Gary Leupp, professeur d’histoire à la Tufts University, orientaliste et expert de questions moyen-orientales, a tracé, à partir des révélations publiées par The American Conservative, les profils des conséquences catastrophiques de l’attaque étasunienne prévue : d’une réaction militaire iranienne spasmodique et généralisée, à l’engagement dans la guerre de la Syrie et du Liban ; des insurrections armées chiites au renversement des régimes pro-occidentaux jusqu’à de nouvelles alliances, impensables aujourd’hui, comme celle de Téhéran et des Talibans sunnites. Gary Leupp est on ne peut plus pessimiste sur l’éventuelle opposition de l’opinion publique étasunienne qui serait prise dans une grande flambée patriotique de soutien à « nos boys au front » ; quant aux deux candidats démocrates à la présidence, tant Hillary Clinton que Barak Obama ont déjà assuré que, contre l’Iran, « toute option est valable » ; sans parler du républicain McCain, qui a même été décrit par un de ses partisans comme « un Bush aux stéroïdes ».

Une grande guerre moyen-orientale rendrait certaine sa déjà probable victoire en novembre ; elle aiderait les Etats-Unis à dépasser leur plus grave crise économique depuis celle des années Trente ; et dans le projet insensé des neocons, l’interruption des flux énergétiques moyen-orientaux vers la Chine, l’Inde et l’Europe, ainsi qu’une utilisation possible d’armes nucléaires tactiques contre l’Iran, renforcerait l’hégémonie politique militaire du grand empire d’occident sur le monde entier…. »

* Extrait de l’intervention de Bernard KOUCHNER : La crise du nucléaire iranien impose de “se préparer au pire” qui “est la guerre”, a déclaré  Bernard Kouchner, dimanche 16 septembre (2007), tout en affirmant que la négociation devait primer.

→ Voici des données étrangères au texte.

PR #1395, opened 2022-02-02
Add providers list to the leftnav when on registries file route

futa-ikeda:
-   Ticket: []
-   Feature flag: n/a

## Purpose
- Show file-providers for registries

## Summary of Changes
- Add element to show a registration's files provider on the registration overview page when you are on the registration's files route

Invité de l’émission le Grand Jury RTL/Le Figaro/LCI, le ministre des affaires étrangères a indiqué “qu’aucun signe ne nous permet de penser, en dehors des préparations militaires”, qu’un bombardement de l’Iran soit proche. “Je ne crois pas que nous en soyons là”, mais il “normal qu’on fasse des plans” a-t-il dit, précisant toutefois que “l’armée française n’est pas pour le moment associé à quoi que ce soit ni à aucune manoeuvre que ce soit”.

** [Lucio Manisco est journaliste ; il a été le correspondant de la Rai, et de plusieurs titres de la presse écrite, pendant plusieurs dizaines d’années aux Etats-Unis et ancien député européen.